Stored records
PR #1368, opened 2023-09-11
Wrap DeviceCodePhaseOneResponse::stream response in `Pin<Box>>`

demoray:
In order to use the stream, it needs to be a Pinned box.

This change aligns the code with other places in the SDK that return Streams, where we handle pinning the stream for the caller.

### DIFF
--- a/sdk/identity/src/device_code_flow/mod.rs
+++ b/sdk/identity/src/device_code_flow/mod.rs
@@ -13,8 +13,7 @@ use azure_core::{
 pub use device_code_responses::*;
 use futures::stream::unfold;
 use serde::Deserialize;
-use std::time::Duration;
-use std::{borrow::Cow, sync::Arc};
+use std::{borrow::Cow, pin::Pin, sync::Arc, time::Duration};
 use url::{form_urlencoded, Url};
 
 /// Start the device authorization grant flow.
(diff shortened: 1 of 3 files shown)


sdk/identity/src/device_code_flow/mod.rs
```diff
@@ -90,76 +89,87 @@ impl<'a> DeviceCodePhaseOneResponse<'a> {
...
-                            let rsp_status = rsp.status();
-                            let rsp_body = match rsp.into_body().collect().await {
-                                Ok(b) => b,
-                                Err(e) => return Some((Err(e), NextState::Finish)),
-                            };
-                            if rsp_status.is_success() {
-                                match serde_json::from_slice::<DeviceCodeAuthorization>(&rsp_body) {
-                                    Ok(authorization) => {
-                                        Some((Ok(authorization), NextState::Finish))
+        Box::pin(unfold(
```
heaths, line 100: So the returned `Iterator` will just run forever on any caller running `next()` (apart from one error case I see). Shouldn't we guard against that, or is that based into futures' `unfold`? I admit I'm only somewhat familiar with `itertools::unfold`.

demoray: As it relates to this PR, the only change in this PR is wrapping existing call to `unfold` with `Box::pin()`.

That said, I believe this has a handful of cases where `next()` will stop.

1. If the service returns success, but the body can't be read
2. If the service returns success and the body doesn't parse as intended
3. If the service returns non-success and the body doesn't parse as intended
4. If the service returns non-success and the response doesn't include `authorization_pending`
5. If the request itself fails (below the HTTP request layer)

I think it would be reasonable to add additional loop termination (such as maximum time we'll poll the service), but given the iterating over the stream is up to the caller, is this something that should be done in the SDK?

Either way, I think it would be appropriate to make such a change in a future PR.

heaths (approved):

PR #1380, opened 2023-09-14
make NoopClient feature dependant

demoray:
Instead of always compiling in `NoopClient`, make it something that's only available if the `reqwest` features were not enabled.


heaths (approved):
The code looks fine, but I don't understand what point is there in using the SDK if you have a client that does nothing? What's the intended use case? More of a meta question, though, and shouldn't block this PR. We can discuss on Teams, or here on this GitHub PR/issue.

demoray:
The original intent was to enable working towards supporting wasm.  For reference, this work was originally done in #939.   With the changes in #1367, we likely can look to get rid of `NoopClient` soon.

Issue #1366, opened 2023-09-08
Blob Service Example fails with XML parse error


joverwey:
I am trying to run the this example: `services\svc\blobstorage\examples\list_containers.rs` but I am getting an error:
`page error: failed to deserialize the following xml into a azure_svc_blobstorage::package_2021_12::models::ListContainersSegmentResponse`
```

<?xml version="1.0" encoding="utf-8"?>
<EnumerationResults ServiceEndpoint="https:///XXXX.blob.core.windows.net/">
    <Containers>
        <Container>
            <Name>azureml</Name>
            <Properties>
                <Last-Modified>Fri, 08 Sep 2023 16:36:39 GMT</Last-Modified>
                <Etag>"XXXX"</Etag>
                <LeaseStatus>unlocked</LeaseStatus>
                <LeaseState>available</LeaseState>
                <DefaultEncryptionScope>$account-encryption-key</DefaultEncryptionScope>
                <DenyEncryptionScopeOverride>false</DenyEncryptionScopeOverride>
                <HasImmutabilityPolicy>false</HasImmutabilityPolicy>
                <HasLegalHold>false</HasLegalHold>
                <ImmutableStorageWithVersioningEnabled>false</ImmutableStorageWithVersioningEnabled>
            </Properties>
        </Container>
        <Container>
            <Name>azureml-blobstore-XXXX</Name>
            <Properties>
                <Last-Modified>Fri, 08 Sep 2023 16:36:39 GMT</Last-Modified>
                <Etag>"XXXX"</Etag>
                <LeaseStatus>unlocked</LeaseStatus>
                <LeaseState>available</LeaseState>
                <DefaultEncryptionScope>$account-encryption-key</DefaultEncryptionScope>
                <DenyEncryptionScopeOverride>false</DenyEncryptionScopeOverride>
                <HasImmutabilityPolicy>false</HasImmutabilityPolicy>
                <HasLegalHold>false</HasLegalHold>
                <ImmutableStorageWithVersioningEnabled>false</ImmutableStorageWithVersioningEnabled>
            </Properties>
        </Container>
    </Containers>
    <NextMarker />
</EnumerationResults>
```

I know that I could use the blob storage API instead, but I am getting the same error using the filestorage generated API, which is actually what I am interested in since it does not have an SDK equivalent.

demoray:
I can replicate your issue.  Investigating.

demoray:
[...]

PR #1381, opened 2023-09-15
address XML parsing issues in generated crates

demoray:
This addresses a handful of XML parsing issues in generated crates.
1. Deserializing enum variants with the value being a string content (such as `<field>Value</field>`) needs a serde helper.
2. Deserializing attribute values (such as `<a b="foo"/>`) needs to the attribute name to be prefixed with `@` to indicate it's an attribute
3. Continuation tokens that are strings need to be considered the same as not having a continuation token

Additionally, this PR includes the following:
1. Regenerating the `azure_svc_blobstorage` crate for review
2. A unit test for `azure_svc_blobstorage` that validates the XML parsing works as intended
3. Updates to the `azure_svc_blobstorage` example such that it no longer silently swallows parsing issues

Once this PR is reviewed, I will submit a follow-on PR that includes regenerating the rest of the crates.

Ref: <https://docs.rs/quick-xml/latest/quick_xml/serde_helpers/text_content/index.html>
Ref: <https://docs.rs/quick-xml/latest/quick_xml/de/index.html#mapping-xml-to-rust-types>

NOTE: While this fixes the parsing error indicated by #1366, the `Continuable` functionality used by `azure_svc_storageblob` is currently broken.  That will be addressed in a follow-on PR.

### DIFF
--- a/sdk/core/src/xml.rs
+++ b/sdk/core/src/xml.rs
@@ -1,4 +1,5 @@
 use crate::error::{ErrorKind, ResultExt};
+pub use quick_xml::serde_helpers::text_content;
 use quick_xml::{
     de::{from_reader, from_str},
     se::to_string,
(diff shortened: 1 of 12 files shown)


heaths (approved):

cataggar (approved):
I really love to see this!

Issue #225, opened 2021-04-09
Automatically box use of struct as a field in that struct


ctaggart:
As hinted in #84, we should (when possible) automatically box types when they are used as the type of their own field. 

For example, it should be possible to detect the following situation:

```rust
struct Foo {
   bar: Bar,
   foo: Foo
}
```

and turn it into:

```rust
struct Foo {
   bar: Bar,
   foo: Box<Foo>
}
```

cataggar:
Fixed by #1385.

PR #1385, opened 2023-09-15
start automatically boxing types for code generation

demoray:
This addresses members that are directly recursive.  It does not handle nested recursion.

Partial fix for #225


cataggar (approved):
This helps a lot of releases.

PR #1393, opened 2023-09-18
add `models` to autorust's reserved words

### LINKED ISSUE #1382: Missing latest package-2023-05 api version for CognitiveServices
Thanks for the hard work that is put into this repo!

I noticed that `DeploymentProperties` do not have the [rateLimits](https://github.com/Azure/azure-rest-api-specs/blob/main/specification/cognitiveservices/resource-manager/Microsoft.CognitiveServices/stable/2023-05-01/cognitiveservices.json#L3543C10-L3543C20) field, and then I found that the `package-2023-05` version is not available (and [denied](https://github.com/Azure/azure-sdk-for-rust/blob/main/services/mgmt/cognitiveservices/autorust.toml)). Will this version be generated soon(ish)?

demoray:
Because we use `models` heavily throughout to describe where the generated structs are stored, services that use `models` as a identifier name will cause issues.

By adding `models` to the pre-existing `is_keyword` and using a something that doesn't check `is_keyword` for when we _actually_ want `models`, we can generate code for services that use the keyword `models`.

Fixes #1382 (once the services are re-generated after this PR is merged).

### DIFF
--- a/services/autorust/codegen/src/codegen.rs
+++ b/services/autorust/codegen/src/codegen.rs
@@ -1,4 +1,8 @@
-use crate::{identifier::parse_ident, spec::TypeName, CrateConfig, PropertyName, Spec};
+use crate::{
+    identifier::{parse_ident, raw_str_to_ident},
+    spec::TypeName,
+    CrateConfig, PropertyName, Spec,
+};
 use crate::{Error, Result};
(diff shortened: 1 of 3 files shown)


cataggar (approved):
perfect

Issue #1346, opened 2023-08-30
Azure storage: support Get User Delegation Key


KodyKantor:
When an Azure Storage account is accessed via Azure AD the client secret cannot be used to generate SAS tokens. Instead, the clients are expected to retrieve a short-lived user delegation key.

https://learn.microsoft.com/en-us/rest/api/storageservices/get-user-delegation-key

The user delegation key can later be used to create user delegation SAS tokens.

The user delegation key expires occasionally. Ideally the SDK would additionally refresh this token in the background as necessary.

KodyKantor:
Related to #1298.

CC @mario-guerra

demoray:
This is now available in 0.16.0

https://docs.rs/azure_storage_blobs/latest/azure_storage_blobs/prelude/struct.BlobServiceClient.html#method.get_user_deligation_key

PR #1412, opened 2023-09-20
add support to fetch user delegated keys

demoray:
A first step in creating user-delegated SAS signatures (#1346) is fetching a user delegation key.

This PR implements fetching the key from the service.  Note, this adds the `ISO-8601` format as used by Azure Storage, which is close but not exactly `RFC-3339`.

Ref: https://learn.microsoft.com/en-us/rest/api/storageservices/get-user-delegation-key


cataggar (approved):

demoray:
This is now available in 0.16.0.

https://docs.rs/azure_storage_blobs/latest/azure_storage_blobs/prelude/struct.BlobServiceClient.html#method.get_user_deligation_key

PR #1416, opened 2023-09-22
add parallelism to autorust using rayon

demoray:
This PR does two things:

1. Moves to iterating over the crates to be generated via `rayon` for multi-processing
2. Moves to formatting the rust code using rustfmt via stdin/stdout rather than `cargo fmt` at the end.

This speeds up generation by 390% on my workstation.


cataggar (approved):
On my Azure DevBox, here are the results.

Before on `main`:
cargo build --release
timeit cargo run -p azure-autorust --release
6min 20sec 970ms 842µs 400ns

With this PR:
cargo build --release
timeit cargo run -p azure-autorust --release
1min 42sec 565ms 421µs 900ns

This is wonderful!

PR #1414, opened 2023-09-21
add support for unions in generated service serialization

cataggar:
Fixes #1394. It adds new types with `Union` suffix added to represent the discriminated unions.

PR #1435, opened 2023-10-04
fix union types

cataggar:
This fixes a bug from #1414 which causes deserialization to fail.
- create the base type without the discriminator
- adds the description to the union type
- fixes union types for vector aliases
- fixes support for nested unions
- removes empty base types


services/mgmt/alertsmanagement/src/package_preview_2021_08/models.rs
```diff
@@ -5,56 +5,13 @@ use serde::{Deserialize, Serialize, Serializer};
 use std::str::FromStr;
 #[doc = "Action to be applied."]
 #[derive(Clone, Debug, PartialEq, Serialize, Deserialize)]
-pub struct Action {
-    #[doc = "Action that should be applied."]
-    #[serde(rename = "actionType")]
-    pub action_type: action::ActionType,
-}
+pub struct Action {}
```
demoray, line 8: This doesn't feel correct.  I've checked a handful of these, and found each I've checked look to generate empty structs.

services/autorust/codegen/src/codegen_models.rs
```diff
@@ -859,6 +906,14 @@ fn create_struct(
     needs_boxing.insert(struct_name.to_camel_case_ident()?.to_string());
 
     for schema in schema.all_of() {
+        // skip empty base types
+        let mut properties_len = schema.properties().len();
```
cataggar, line 910: This should be field length, which is allOf + properties.

services/mgmt/videoanalyzer/src/package_preview_2021_11/models.rs
```diff
@@ -1321,26 +1264,24 @@ impl NetworkAccessControl {
...
 pub enum NodeBaseUnion {
     #[serde(rename = "#Microsoft.VideoAnalyzer.ProcessorNodeBase")]
-    MicrosoftVideoAnalyzerProcessorNodeBase(ProcessorNodeBase),
+    MicrosoftVideoAnalyzerProcessorNodeBase(ProcessorNodeBaseUnion),
     #[serde(rename = "#Microsoft.VideoAnalyzer.SinkNodeBase")]
-    MicrosoftVideoAnalyzerSinkNodeBase(SinkNodeBase),
+    MicrosoftVideoAnalyzerSinkNodeBase(SinkNodeBaseUnion),
     #[serde(rename = "#Microsoft.VideoAnalyzer.SourceNodeBase")]
-    MicrosoftVideoAnalyzerSourceNodeBase(SourceNodeBase),
+    MicrosoftVideoAnalyzerSourceNodeBase(SourceNodeBaseUnion),
```
cataggar, line 1284: This one is a union of unions.

services/svc/purview/src/package_2023_02_15_preview/models.rs
```diff
@@ -462,23 +457,7 @@ impl PurviewShareErrorInfo {
         }
     }
 }
-#[doc = "A received share data transfer object."]
-#[derive(Clone, Debug, PartialEq, Serialize, Deserialize)]
-pub struct ReceivedShare {
-    #[serde(flatten)]
-    pub proxy_resource: ProxyResource,
```
cataggar, line 469: !ReceiveShare should still exist.

services/mgmt/datashare/src/package_2021_08_01/models.rs
```diff
@@ -1744,88 +1744,7 @@ pub mod consumer_source_data_set_properties {
         }
     }
 }
-#[doc = "A DataSet data transfer object."]
-#[derive(Clone, Debug, PartialEq, Serialize, Deserialize)]
-pub struct DataSet {
-    #[serde(flatten)]
-    pub proxy_dto: ProxyDto,
```
cataggar, line 1751: This should still exist.

services/mgmt/alertsmanagement/src/package_preview_2021_08/models.rs
cataggar: I agree. I've removed the empty structs. It uncovered two other minor issues that I had to fix
- union types for vector aliases
- support for nested unions

demoray:
I'm digging into this and found at least one issue that I don't think is right.

In `services/svc/agrifood/src/package_2023_07_01_preview/models.rs`, `AuthCredentialsKind` is one of the enums defined in the spec.  It's generated, but never used.   As is `AuthCredentialsUnion`.

From looking at the spec, these should be used in `ApiKeyAuthCredentials`, but that doesn't include it.

Ref: https://github.com/Azure/azure-rest-api-specs/blob/a26794fe26cdc68f4d18bc782e0b4f2f29e24b40/specification/agrifood/data-plane/Microsoft.AgFoodPlatform/preview/2023-07-01-preview/agfood.json#L13738-L13758

cataggar:
Thanks for digging in. The generated code for that example looks fine to me. Here is the Union generated from `#/definitions/AuthCredentials"`.

``` rust
#[doc = "CredentialTypeEnum."]
#[derive(Debug, Clone, PartialEq, Serialize, Deserialize)]
#[serde(tag = "kind")]
pub enum AuthCredentialsUnion {
    ApiKeyAuthCredentials(ApiKeyAuthCredentials),
    OAuthClientCredentials(OAuthClientCredentials),
}


#[doc = "Api Key Auth Credentials class for API Key based Auth."]
#[derive(Clone, Debug, PartialEq, Serialize, Deserialize)]
pub struct ApiKeyAuthCredentials {
    #[doc = "Properties of the key vault."]
    #[serde(rename = "apiKey", default, skip_serializing_if = "Option::is_none")]
    pub api_key: Option<KeyVaultProperties>,
}

#[doc = "OAuthClientCredentials for clientId clientSecret auth."]
#[derive(Clone, Debug, PartialEq, Serialize, Deserialize)]
pub struct OAuthClientCredentials {
    #[doc = "ClientId associated with the provider."]
    #[serde(rename = "clientId", default, skip_serializing_if = "Option::is_none")]
    pub client_id: Option<String>,
    #[doc = "Properties of the key vault."]
    #[serde(rename = "clientSecret", default, skip_serializing_if = "Option::is_none")]
    pub client_secret: Option<KeyVaultProperties>,
}
```

It is strange that that definition is not referenced anywhere else in the spec. Most specs then define the string enumeration inline, but the spec as defined it externally

``` json
 "AuthCredentials": {
      "description": "AuthCredentials abstract base class for Auth Purpose.",
      "required": [
        "kind"
      ],
      "type": "object",
      "properties": {
        "kind": {
          "$ref": "#/definitions/AuthCredentialsKind"
        }
      },
      "discriminator": "kind"
    },
    "AuthCredentialsKind": {
      "description": "CredentialTypeEnum.",
      "enum": [
        "OAuthClientCredentials",
        "ApiKeyAuthCredentials"
      ],
      "type": "string",
      "x-ms-enum": {
        "name": "AuthCredentialsKind",
        "modelAsString": true
      }
    },
```

Which is why there is a enum generated:

``` rust
#[doc = "CredentialTypeEnum."]
#[derive(Clone, Debug, PartialEq, Serialize, Deserialize)]
#[serde(remote = "AuthCredentialsKind")]
pub enum AuthCredentialsKind {
    OAuthClientCredentials,
    ApiKeyAuthCredentials,
    #[serde(skip_deserializing)]
    UnknownValue(String),
}
```

It is not used anywhere else in the spec, but it is not wrong to also generate it.

demoray (approved):

PR #1436, opened 2023-10-06
Fix #[serde(flatten)] annotation and add ResourceType value

CHarrod283:
Bug 1: When `storage_blobs::blob::BlobProperties` deserializes with an unknown field it errors.
    
Reason: Deserialization is iffy in regard to XMl. This is due to ambiguous typing. Deserialization will interpret the inner field as a map as opposed to a string, thus resulting in a failed conversion with the #[serde(flatten)] annotation and as such, an error.
    
Fix: Change the map to use serde_json::Value
    
Bug 2: List blobs response occasionally can contain a `ResourceType` field. This isn't deserialized to a public field.

Fix: Add the field


CHarrod283:

cataggar (approved):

**Exercise goal:** Look through the records and copy down every line that holds "applied".

**Your solution:**
 #[doc = "Action to be applied."]
-    #[doc = "Action that should be applied."]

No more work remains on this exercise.